Work instruction:
In the data below, one line contains "Some mysterious person" and a later one contains "(diff shortened: 1 of 1 files shown)". Print both, with every line between them, exactly and alone.

Data entries:
PR #102, opened 2015-09-17
don't allow maxwell to start when binlog_row_image == minimal

osheroff:
Some mysterious person configured a mysterious mysql server with binlog_row_image==minimal which just breaks all sorts of goddamn things.
@zendesk/rules

### DIFF
--- a/src/main/java/com/zendesk/maxwell/MaxwellMysqlStatus.java
+++ b/src/main/java/com/zendesk/maxwell/MaxwellMysqlStatus.java
@@ -15,13 +15,17 @@ public class MaxwellMysqlStatus {
 		return "SHOW VARIABLES LIKE '" + variableName + "'";
 	}
 
-	private String getVariableState(String variableName) throws SQLException, MaxwellCompatibilityError {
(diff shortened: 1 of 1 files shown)


src/main/java/com/zendesk/maxwell/MaxwellMysqlStatus.java
```diff
@@ -15,13 +15,17 @@ private String sqlStatement(String variableName) {
 		return "SHOW VARIABLES LIKE '" + variableName + "'";
 	}
 
-	private String getVariableState(String variableName) throws SQLException, MaxwellCompatibilityError {
+	private String getVariableState(String variableName, boolean throwOnMissing) throws SQLException, MaxwellCompatibilityError {
```
vanchi-zendesk: can we capture this into ensureVariableState("read_only", "OFF") and getVariableState("binlog_format") ? Lots of code duplication here.

vanchi-zendesk:
:+1: other than that.

src/main/java/com/zendesk/maxwell/MaxwellMysqlStatus.java
osheroff: sure will dry

PR #103, opened 2015-09-17
argh, messed up precedence of SQL operators.

osheroff:
maxwell was still finding any and all schemas and using them. 

@zendesk/rules


vanchi-zendesk:
:+1: 

This release should be named "Quick, no one saw us"

PR #104, opened 2015-09-17
Revert "minimal master-change detection"

osheroff:
This reverts commit 82fcbd4eee4807ffeeda1671b63083ac10f21714.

Response to the exercise:
Some mysterious person configured a mysterious mysql server with binlog_row_image==minimal which just breaks all sorts of goddamn things.
@zendesk/rules

### DIFF
--- a/src/main/java/com/zendesk/maxwell/MaxwellMysqlStatus.java
+++ b/src/main/java/com/zendesk/maxwell/MaxwellMysqlStatus.java
@@ -15,13 +15,17 @@ public class MaxwellMysqlStatus {
 		return "SHOW VARIABLES LIKE '" + variableName + "'";
 	}
 
-	private String getVariableState(String variableName) throws SQLException, MaxwellCompatibilityError {
(diff shortened: 1 of 1 files shown)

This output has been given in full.